Gopuff is an American consumer goods and food delivery company headquartered in Philadelphia. The company operates in over 650 US cities through approximately 500 microfulfillment centers as of October 2021. It also operates in the United Kingdom, following a take over of Newcastle upon Tyne-based Fancy. As of July 2021, the company was valued at $15 billion.

History

Gopuff is headquartered in Philadelphia, Pennsylvania, and was founded in 2013 by two Drexel University students: Yakir Gola and Rafael Ilishayev. Gopuff was originally an on-demand hookah delivery service but expanded to delivering food and goods typically sold in convenience stores. The company began offering delivery services in Philadelphia before moving into other cities, including Seattle, Boston, Phoenix, and Atlanta.

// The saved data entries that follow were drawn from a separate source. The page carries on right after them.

PR #604, opened 2020-08-05
Make the calls to `crate::init()` consistent

lhchavez:
This change makes the calls to `crate::init()` in `src/repo.rs` all use
the full namespace for consistency.

This makes no difference, but makes it easier to find (e.g. through a
simple `grep`) which functions eventually invoke `git_libgit2_init()`.


alexcrichton:
Thanks!

PR #608, opened 2020-08-16
Use cc 1.0.43 or later

lo48576:
cc-1.0.42 should not be used as minimal dependency verison, because it could hang on some environment during the build.

I use `cargo +nightly update -Z minimal-versions` on CI to generate Cargo.lock for minimal depnedency versions and check if Cargo.toml is OK.
However, I confirmed that compilation using cc 1.0.42 hangs on rust:latest docker (maybe Debian?).
I think this is https://github.com/alexcrichton/cc-rs/issues/440, and this version should be avoided.


alexcrichton:
👍

PR #770, opened 2021-11-20
we have to expect non-utf8 strings in tracing messages

### LINKED ISSUE #769: panic in tracing
```
06:45:16 [ERROR] panic: PanicInfo { payload: Any { .. }, message: Some(called `Result::unwrap()` on an `Err` value: Utf8Error { valid_up_to: 17, error_len: Some(1) }), location: Location { file: "/Users/brew/Library/Caches/Homebrew/cargo_cache/registry/src/github.com-1ecc6299db9ec823/git2-0.13.21/src/tracing.rs", line: 79, col: 58 } }
trace:
   0: backtrace::capture::Backtrace::new
   1: gitui::set_panic_handlers::{{closure}}
   2: std::panicking::rust_panic_with_hook
   3: std::panicking::begin_panic_handler::{{closure}}
   4: std::sys_common::backtrace::__rust_end_short_backtrace
   5: _rust_begin_unwind
   6: core::panicking::panic_fmt
   7: core::result::unwrap_failed
   8: core::result::Result<T,E>::unwrap
   9: git2::tracing::tracing_cb_c
  10: _git_trace__write_fmt
  11: _stream_write
  12: _git_http_client_send_body
  13: _http_stream_write
  14: _stream_thunk
  15: _write_one
  16: _write_pack
  17: _git_smart__push
  18: _git_push_finish
  19: _git_remote_upload
  20: _git_remote_push
  21: git2::remote::Remote::push
  22: std::sys_common::backtrace::__rust_begin_short_backtrace
  23: core::ops::function::FnOnce::call_once{{vtable.shim}}
  24: std::sys::unix::thread::Thread::new::thread_start
  25: _pthread_jit_write_protect_np
```
this was reported here: https://github.com/extrawurst/gitui/issues/881#issuecomment-974563786

probably caused because our tracing implementation (the callback) did not expect libgit2 sending non-utf8 tracing. turns out it factually traces arbitrary buffers. so its no wonder out `to_str.unwrap` chokes on it 🙈

extrawurst:
fixes #769

### DIFF
--- a/src/tracing.rs
+++ b/src/tracing.rs
@@ -57,6 +57,12 @@ impl Binding for TraceLevel {
     }
 }
 
+/// Callback type used to pass tracing events to the subscriber.
+/// see `trace_set` to register a scubscriber.
+///
+/// Note:
+///     libgit2 might pass non-utf8 strings therefore we
+///     pass the message as a byte slice
 pub type TracingCb = fn(TraceLevel, &[u8]);
 
 static CALLBACK: AtomicUsize = AtomicUsize::new(0);
--- a/src/tracing.rs
+++ b/src/tracing.rs
@@ -76,7 +76,7 @@ extern "C" fn tracing_cb_c(level: raw::git_trace_level_t, msg: *const c_char) {
     let cb = CALLBACK.load(Ordering::SeqCst);
     panic::wrap(|| unsafe {
         let cb: TracingCb = std::mem::transmute(cb);
-        let msg = std::ffi::CStr::from_ptr(msg).to_str().unwrap();
-        cb(Binding::from_raw(level), msg);
+        let msg = std::ffi::CStr::from_ptr(msg).to_string_lossy();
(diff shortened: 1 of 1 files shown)


alexcrichton:
Should the API here actually take `&[u8]` instead of `&str` to reflect how it's not always utf-8?

extrawurst:
makes sense. will update that

extrawurst:
ok that will break the api though, still ok?

extrawurst:
@alexcrichton in case API breakage is fine then the PR should be good to go

extrawurst:
If we do not want to break the API we would need a duplication of the API with the changed callback signature. let me know if you want that, then I update the PR

extrawurst:
@ehuss maybe you can chime in here?

alexcrichton:
Hm right yeah that's true, let's keep the lossy string interpretation and this can be updated later during the next major version bump.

In 2016, Gopuff raised $8.25 million in A round funding. In 2019, the company reportedly raised $750 million in funding from SoftBank, with a commitment for up to $250 million more. Also in 2019, Gopuff opened a new headquarters in the Finnigan's Wake building in Northern Liberties.

Gola and Ilishayev were included in a 2017 Forbes 30 Under 30 list for retail and ecommerce and later in the year, were together named Target Magazine's target marketer of the year. While founding Gopuff, Gola and Ilishayev bonded over their similar ancestries and family backgrounds, and later became supporters of Drexel's Jewish community, providing funding for Drexel Chabad to purchase a new building in 2020.

In October 2020, the company announced that it had raised $380 million in a funding round led by Accel and D1 Capital Partners, bringing the company's total value to $3.9 billion. In November, Gopuff agreed to purchase BevMo! for $350 million. The alcoholic beverage chain has 161 stores in California, Washington and Arizona.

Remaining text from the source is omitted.